Lorsque Pierre fut enfin pris par la puissance de l’Esprit, de l’amour auquel Jésus faisait référence, nous le voyons dans les actes des apôtres, qui se sont complètement convertis, guérissant les malades, ressuscitant les morts, prêchant et guidant des milliers de personnes à la conversion, apportant l’Évangile dans de nombreux endroits, créant de nouvelles communautés de foi, imposant les mains et donnant le Saint-Esprit. Pierre se laisse constamment convertir par l’esprit du Christ, comme il le fit devant Corneille.

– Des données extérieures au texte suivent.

PR #181, opened 2026-05-26
feat: unified recall merges shared surface results

achrllrogia45:
Reopens #177 (closed by the v3.1.0 history rewrite) on a fresh base, with a benchmark added per CONTRIBUTING rule #2.

Adds `shared_surface_read` config flag. When enabled, `mnemosyne_recall` returns results from both the private bank and the shared surface in one call. Each result is tagged with `bank` ("private" or "surface") so callers can tell where it came from. Default stays off  existing setups keep current behavior.
example case:

Why this matters: with profile isolation on, every agent has its own private bank, but they share one surface DB for cross-agent facts. Today an agent has to choose between `mnemosyne_recall` and `mnemosyne_shared_recall` upfront. With this flag on, recall just searches both and merges by score  agents get the full picture without picking the right tool.

Behavior:
- `shared_surface_read=false` (default): recall stays private-only, results tagged `bank=private`
- `shared_surface_read=true`: also searches the surface beam, merges both lists by score, truncates to `top_k` overall, surface rows tagged `bank=surface` and `shared_surface=true`
- Surface init or recall failure logs a warning and falls back to private-only  never breaks recall

Resolution order is `kwargs > config.yaml > default false`, same pattern as the other shared-surface options. `mnemosyne_shared_recall` is unchanged.

## Benchmark

`tools/bench_unified_recall.py` measures `mnemosyne_recall` p50/p95 with the flag off vs on.

Local run on this branch (200 private rows, 50 shared rows, 100 queries):

```
baseline (private_only):  p50=3.94ms  p95=19.2ms
merged   (with surface):  p50=3.81ms  p95=19.0ms
delta:                    -0.13ms p50  (-3.25%)
```

The merged path adds one extra `surface_beam.recall()` call plus a Python sort over the combined list. Cost is within measurement noise here. Anyone reviewing can reproduce with `python tools/bench_unified_recall.py`.

## Tests

`tests/test_hermes_memory_provider_unified_recall.py` — 10 tests:

- default behavior keeps recall private-only
- private results get `bank=private` tag
- surface read on includes shared rows
- surface rows tagged `bank=surface` + `shared_surface=true`
- merged results contain both banks
- top_k truncation applies after merge
- surface init failure falls back to private-only
- config schema entry exists with default false
- config.yaml `shared_surface_read: true` is read at init
- kwarg overrides config.yaml

```
tests/test_hermes_memory_provider_unified_recall.py ..........  [10 passed]
+ broader regression suite (shared_crud, shared_multi_agent,
  temporal_recall, all_15_tools): 71 passed total, 0 regressions
```

## Changes

- `hermes_memory_provider/__init__.py` — 50 insertions, 1 deletion (flag + merge logic + schema entry)
- `tests/test_hermes_memory_provider_unified_recall.py` — 202 lines new
- `tools/bench_unified_recall.py` — 152 lines new

Total: 403 insertions across 3 files. No schema migration. Backward compatible. Single feature, single commit.

Refs the prior closed PR #177; rebased onto v3.1.0.

### DIFF
--- a/hermes_memory_provider/__init__.py
+++ b/hermes_memory_provider/__init__.py
@@ -568,6 +568,12 @@ class MnemosyneMemoryProvider(MemoryProvider):
         self._surface_beam: Optional[Any] = None
         self._shared_surface_bank = "surface"
         self._shared_surface_path: Optional[Path] = None
+        # When true, mnemosyne_recall merges shared-surface results into the
+        # private bank's recall response. Each result is tagged with `bank`
+        # ("private" or "surface") so callers can distinguish provenance.
+        # Default false preserves existing behavior for deployments that have
+        # not opted in.
+        self._shared_surface_read = False
         # C27: capture init exception so downstream methods can surface it
         # instead of silently no-op'ing. `_beam is None AND _init_error is None`
         # means a deliberate skip (subagent/cron/skill_loop context, or pre-init);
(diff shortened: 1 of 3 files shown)


AxDSan:
Clean work @achrllrogia45. Benchmark included, tests tight, opt-in flag so nobody gets surprised. The surface/private merge by score is exactly how it should work.

Merged with rebase. Thanks!

PR #179, opened 2026-05-26
fix: improve recall precision

WXBR:
## Summary
- Tightens recall lexical gates so broad/noisy queries abstain instead of returning weak one-token matches.
- Improves multi-aspect recall so distinct relevant facts can survive top-k truncation without flooding with duplicate/checklist-style rows.
- Backfills imported Hindsight embeddings into the canonical `memory_embeddings` table and supplements MEMORIA recall with source rows when relevant.
- Adds generic regression coverage using filler fixtures only.

## Validation
- `PYTHONPATH=. python3 -m pytest tests/test_recall_precision_regressions.py tests/test_c4_recall_diagnostics.py tests/test_beam_e3_additive_sleep.py tests/test_hermes_memory_provider.py tests/test_hermes_memory_provider_diagnose_active_db.py tests/test_hermes_memory_provider_thread_isolation.py tests/test_hermes_plugin_tools.py -q`
  - 114 passed
- `ulimit -n 8192 2>/dev/null || true; PYTHONPATH=. python3 -m pytest tests/ -q`
  - 1335 passed, 18 skipped

## Privacy
- Regression fixtures are generic filler data.
- Candidate diff was scanned for private markers, high-confidence secret assignments, and email addresses before commit.

PR #182, opened 2026-05-26
feat: add memory audit log for mutation traceability

achrllrogia45:
Reopens #176 (closed by the v3.1.0 history rewrite) on a fresh base, with a benchmark added per CONTRIBUTING rule #2.

Adds an audit log so every memory mutation is recorded for traceability. Useful for debugging cross-agent operations, reconstructing intent over time, and answering "who wrote this / when / why" against shared surface entries which is the natural follow-up to v3.1.0's shared CRUD now that multiple agents can write to the same surface.
>user: i prefer VPN x
>agent a: `write memory user prefer x`
>agent b: <thinking>this memory from agent a, user prefer VPN x</thinking> 

A new SQLite table `memory_events` is created alongside the existing schema; every mutation tool (`remember`, `forget`, `invalidate`, `shared_remember`, `shared_forget`, `sleep`, `import`) emits a row capturing `action`, `memory_id`, `bank` (private | surface), `source_tool`, and timestamp. No-op operations (forget on a missing ID, dry runs, failed writes) are not audited.

This PR adds:
- `hermes_memory_provider/audit.py` `AuditLog` class, `memory_events` table schema, append-only writes
- `_init_audit_log` and `_audit_event` hooks in the provider
- Hooks wired into all mutation tools listed above
- Audit writes are best-effort: a failure to record never blocks the underlying mutation
- Tests + benchmark for the new code path

Existing tools and behavior are unchanged.

## Benchmark

`tools/bench_audit_log.py` measures `remember()` latency with the audit log toggled off vs on, using one provider and interleaved chunks to cancel cold-start asymmetry.

Local run (200 ops per config, interleaved in chunks of 10):

```
audit_off:  p50=1.02ms  p95=1.34ms  mean=1.03ms
audit_on:   p50=1.20ms  p95=5.54ms  mean=2.49ms
delta:      +0.18ms p50  (+17.7%)   p95 grows ~4x
```

Honest disclosure: typical-case overhead is small (~0.2ms p50). Tail latency (p95) grows more the audit log opens its own SQLite connection and the per-mutation INSERT can occasionally block on the audit DB's WAL. Acceptable for traceability, and it never blocks the underlying mutation, but reviewers should know the tail is not flat. Reproducible with `python tools/bench_audit_log.py`.

If this overhead is unacceptable for hot-path use, a follow-up could batch audit inserts or write asynchronously. Out of scope for this PR.

## Tests

New file: `tests/test_hermes_memory_provider_audit.py` 12 tests covering:

- Audit table is created on init
- `remember` and `shared_remember` emit correct `action` + `bank` + `source_tool`
- `forget` and `shared_forget` audit only when an actual deletion happens
- `invalidate` records the lifecycle change
- `sleep` consolidation events recorded
- `import` events recorded with provenance
- Audit failure path: mutation still succeeds when audit insert fails
- Multi-agent scenario: separate banks audit independently, shared surface shared

```
12 audit tests + 37 broader tests = 49 passed
```

## Changes

- `hermes_memory_provider/__init__.py` — 57 insertions (audit init + hook calls)
- `hermes_memory_provider/audit.py` — 126 lines new
- `tests/test_hermes_memory_provider_audit.py` — 165 lines new
- `tools/bench_audit_log.py` added in this rebased version

Total feature: 348 insertions across 3 files. No schema migration to existing tables. Backward compatible.

Refs the prior closed PR #176; rebased onto v3.1.0.

### DIFF
--- a/hermes_memory_provider/__init__.py
+++ b/hermes_memory_provider/__init__.py
@@ -568,6 +568,7 @@ class MnemosyneMemoryProvider(MemoryProvider):
         self._surface_beam: Optional[Any] = None
         self._shared_surface_bank = "surface"
         self._shared_surface_path: Optional[Path] = None
+        self._audit: Optional[Any] = None
         # C27: capture init exception so downstream methods can surface it
         # instead of silently no-op'ing. `_beam is None AND _init_error is None`
         # means a deliberate skip (subagent/cron/skill_loop context, or pre-init);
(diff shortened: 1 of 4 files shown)


AxDSan:
Clean work @achrllrogia45. Own SQLite connection, best-effort writes, hooks on all 7 mutation paths. The p95 tail is duly noted but acceptable for the traceability this unlocks.

Merged (resolved minor init conflict with #179's field addition). Thanks!

Issue #193, opened 2026-05-28
feat(embeddings): add MNEMOSYNE_EMBEDDING_API_URL/KEY as preferred env var names


flooryyyy:
PR #161 added custom API endpoint support but used `OPENROUTER_BASE_URL` and `OPENROUTER_API_KEY` as the env var names. These names are misleading — they imply OpenRouter-specific usage, but the endpoint is just a generic OpenAI-compatible API. This also conflicts if someone uses OpenRouter for their LLM but a different endpoint (e.g., local llama-swap) for embeddings.

This PR adds `MNEMOSYNE_EMBEDDING_API_URL` and `MNEMOSYNE_EMBEDDING_API_KEY` as the preferred names, restoring backward compatibility with v2.8.x naming convention. The old `OPENROUTER_*` names continue to work as fallbacks.

No breaking changes — existing configs continue to work.

Changes:
- `mnemosyne/core/embeddings.py`: env var lookup chain, now checks MNEMOSYNE_EMBEDDING_API_URL/KEY first
- `mnemosyne/__init__.py`: bump 3.1.0 → 3.2.0
- `CHANGELOG.md`: added v3.2.0 entry
- `README.md`: added env vars to Environment Variables table
- `docs/configuration.md`: added Custom Embedding Endpoint section

AxDSan:
Fixed in #194. @flooryyyy, merged with the env var rename and version pinned to 3.1.1. Thanks for catching the misleading OPENROUTER naming.

PR #194, opened 2026-05-28
feat(embeddings): add MNEMOSYNE_EMBEDDING_API_URL/KEY as preferred env var names

flooryyyy:
## Description

PR #161 added custom API endpoint support but used `OPENROUTER_BASE_URL` and `OPENROUTER_API_KEY` as the env var names. These names are misleading — they imply OpenRouter-specific usage, but the endpoint is just a generic OpenAI-compatible API. This also conflicts if someone uses OpenRouter for their LLM but a different endpoint (e.g., local llama-swap) for embeddings.

This PR adds `MNEMOSYNE_EMBEDDING_API_URL` and `MNEMOSYNE_EMBEDDING_API_KEY` as the preferred names, restoring backward compatibility with v2.8.x naming convention. The old `OPENROUTER_*` names continue to work as fallbacks.

**No breaking changes** — existing configs continue to work. The new names are checked first, falling back to the old names if not set.

Also fixes the CHANGELOG v3.1.0 entry that referenced `MNEMOSYNE_EMBEDDING_BASE_URL` but never implemented it.

## Changes
| File | Change |
|------|--------|
| `mnemosyne/core/embeddings.py` | Added MNEMOSYNE_EMBEDDING_API_URL/KEY as preferred env var names with OPENROUTER_* fallback in all 4 read sites |
| `mnemosyne/__init__.py` | Bump 3.1.0 → 3.2.0 |
| `CHANGELOG.md` | Added v3.2.0 entry referencing #193 |
| `README.md` | Added embedding env vars to Environment Variables table |
| `docs/configuration.md` | Added Custom Embedding Endpoint section |

## Related
- Issue: #193
- PR #161 (original custom endpoint support)
- PR #187 (MNEMOSYNE_EMBEDDINGS_VIA_API opt-in)

### DIFF
--- a/CHANGELOG.md
+++ b/CHANGELOG.md
@@ -5,6 +5,12 @@ All notable changes to this project will be documented in this file.
 The format is based on [Keep a Changelog](https://keepachangelog.com/en/1.1.0/),
 and this project adheres to [Simple Versioning](https://github.com/AxDSan/mnemosyne) (MAJOR.MINOR).
 
+## [3.2.0] — 2026-05-28
+
+### Added
+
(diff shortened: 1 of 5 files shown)


flooryyyy:
hmm if everything is set in ~/.hermes/.env, having OPENROUTER_BASE_URL or OPENROUTER_BASE_URL could potentially interfere if backwards compatibility is implemented

this was an oversight on my part. what's the preferred way forward?

PR #201, opened 2026-05-29
Update installation script link

0rangeFox:
## Description

As the title says, it's using the outdated url for "One-Liner Deploy" and it's updated for new script url also with an suggestion on `Hermes Integration` section.

## Related Issue

Closes #(issue)

## Type of Change

- [ ] Bug fix
- [ ] New feature
- [X] Documentation update
- [ ] Refactor / performance
- [ ] Test improvement
- [ ] CI / build tooling

## How Has This Been Tested?

## Checklist

- [ ] `CHANGELOG.md` updated with a brief entry
- [ ] Code follows the project's principles:

### DIFF
--- a/docs/integrations/hermes-mcp.md
+++ b/docs/integrations/hermes-mcp.md
@@ -21,7 +21,7 @@ Tools register as native Hermes commands.
 If you installed Mnemosyne via `deploy_hermes_provider.sh`, it's already active:
 
 ```bash
-curl -sSL https://raw.githubusercontent.com/AxDSan/mnemosyne/main/deploy_hermes_provider.sh | bash
+curl -sSL https://raw.githubusercontent.com/AxDSan/mnemosyne/main/scripts/install.sh | bash
 ```
 
 This symlinks the provider into `~/.hermes/plugins/mnemosyne`.


0rangeFox:
I think we could use this PR to update some instructions about installing because for me is a bit confuse, looks there's 3 ways to setup it for "Hermes Agent".

1. The first one, through the README, on section _[Hermes Plugin (23 tools)](https://github.com/AxDSan/mnemosyne/blob/main/README.md#hermes-plugin-23-tools)_, using the `pip install mnemosyne-hermes` for all-in-one, and below on that _description_ there's a link where forwards to 3rd point.
2. On _[Integration Documents](https://github.com/AxDSan/mnemosyne/blob/main/docs/integrations/README.md)_, also there's a option for "Hermes Agent" instructions which also redirect to another "all-in-one" tool by using the script provided on this repo.
3. The last one, _[Hermes Integration](https://github.com/AxDSan/mnemosyne/blob/main/docs/hermes-integration.md)_ inside of _[Documents](https://github.com/AxDSan/mnemosyne/blob/main/docs)_ folder, has totally another way to install the memory system and plugin.

Also, I would like to report too, I'm on MacOS, with [Hermes Agent v0.15.1 (v2026.5.29)](https://github.com/NousResearch/hermes-agent/releases/tag/v2026.5.29) and installed via their bash script, and when I install this memory system through the [`install.sh` script](https://github.com/AxDSan/mnemosyne/blob/main/scripts/install.sh) gives an error:
```bash
═══════════════════════════════════════════════════════════
  Mnemosyne Installer for Hermes Agent
═══════════════════════════════════════════════════════════

📁 Hermes home: /Users/0rangefox/.hermes
📁 Hermes venv: /Users/0rangefox/.hermes/hermes-agent
📁 Mnemosyne source: /Users
📁 Plugin target: /Users/0rangefox/.hermes/hermes-agent/plugins/memory/mnemosyne

✓ Hermes found
🔗 Creating symlink...

📦 Installing dependencies into Hermes venv...
⚠️  Hermes venv not found, installing to system Python...
bash: line 101: pip: command not found
```

But I actually checked and there's venv inside of `/Users/0rangefox/.hermes/hermes-agent` folder, and to be able to install this I was needed to execute the following commands in this order:
```bash
cd ~/.hermes/hermes-agent/venv
uv pip install fastembed
uv pip install mnemosyne-memory
./bin/python -m mnemosyne.install
hermes memory setup
hermes tools disable memory
```

Or I could do this way too, which I think is better way to do:
```bash
cd ~/.hermes/hermes-agent/venv
uv pip install fastembed
uv pip install mnemosyne-hermes
./bin/python -m mnemosyne.install
hermes memory setup
hermes tools disable memory
```

Just a side note, for upgrade, it's necessary to do the following commands:
```bash
cd ~/.hermes/hermes-agent/venv
uv pip install --upgrade mnemosyne-hermes && hermes gateway restart
```

AxDSan:
@0rangeFox appreciate you catching the dead URL. The one-line fix is correct and I'm merging it.

But your comment is the real value here. You hit the pain points:

1. Three competing install methods. README says pip install. Integrations page says run a script. The hermes-integration.md doc says something else. A new user lands and has no idea which path to take. That's a conversion killer.

2. The install script breaks on MacOS. It fails to find the venv, falls back to system Python, then crashes because pip isn't on the PATH. Every MacOS + Hermes user hits this.

3. The upgrade path is undocumented. You had to reverse-engineer it yourself.

If you're up for it, I'd love your help on making this right. The goal is one install method, tested on MacOS + Linux, with the other docs deleted to prevent confusion. I just opened issue #204 tracking this.

Would you be interested in taking a pass at the install script fix? Happy to point you at the relevant parts.

Merging your PR now. Thanks for the contribution.

AxDSan:
Correction: the companion issue is #208 (not #204).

Réfléchissons à la façon dont nous, en tant que Conseil œcuménique des Églises, avons peut-être renié Jésus, renié le Christ, et certainement plus que trois fois. Aujourd’hui, écoutons Jésus et interrogeons-nous sur notre amour pour celui qui est la vie, qui est le chemin, qui est la lumière. Il nous invite à aimer profondément, comme Pierre : en prenant soin du troupeau de Dieu, du monde, de son peuple, de ses territoires, de sa planète, de la vie, de l’eau. Luttons contre le changement climatique, contre les puissances économiques mortifères, contre les pouvoirs qui détruisent la vie avec violence. Dieu nous invite, comme il l’a fait avec Pierre, à aimer jusqu’à donner notre propre vie pour cet amour salvateur.
Dieu devient, se transforme en puissance, se glorifie à travers nos faiblesses.
Prenons soin du troupeau de Dieu de manière à ce que « l’amour du Christ mène le monde à la réconciliation et à l’unité » dans le contexte de cette pandémie, qui a exacerbé l’ambition et l’injustice, et qui renforce notre engagement en faveur de l’unité, de la réconciliation, et du bien-être de nos communautés.